In general, I think it is hard to determine whether Hermitian Toeplitz matrices are positive (semi)definite without looking at the particular example matrix and explicitly checking its eigenvalues, see this question:

https://mathoverflow.net/questions/64658/questions-on-toeplitz-matrices-invertibility-determinant-positive-definitenes

However when the matrix has a particular form more progress can be made:

https://mathoverflow.net/questions/201017/the-maximal-eigenvalue-of-a-symmetric-toeplitz-matrix?noredirect=1&lq=1

https://mathoverflow.net/questions/68099/diagonalizing-a-certain-real-and-symmetric-toeplitz-matrix

How to prove the positive-definiteness of a symmetric Toeplitz matrix like this?

Is this matrix obviously positive definite?

I'm hopeful that the sparsity constraint might provide some foothold for progress, but I haven't managed to make this work myself.

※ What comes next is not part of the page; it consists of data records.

PR #1025, opened 2017-03-17
correct self.allow_multiple_servers to self.allow_named_servers

barrachri:
We decided to use allow_named_servers instead of allow_multiple_servers.


barrachri:
It should work now.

Therefore my question is as stated before: is there some simple condition on the values $r_0, r_1, r_2, \dots, r_n$, of which only $q$ are non-zero, that is synonymous with ${\bf Q}$ being positive (semi)definite? A relaxation would be to consider only real numbers $r_0, r_1, r_2, \dots, r_n$ giving instead a sparse symmetric Toeplitz matrix to study. If you have something that works only for positive-definiteness not positive semidefiniteness I would be equally excited!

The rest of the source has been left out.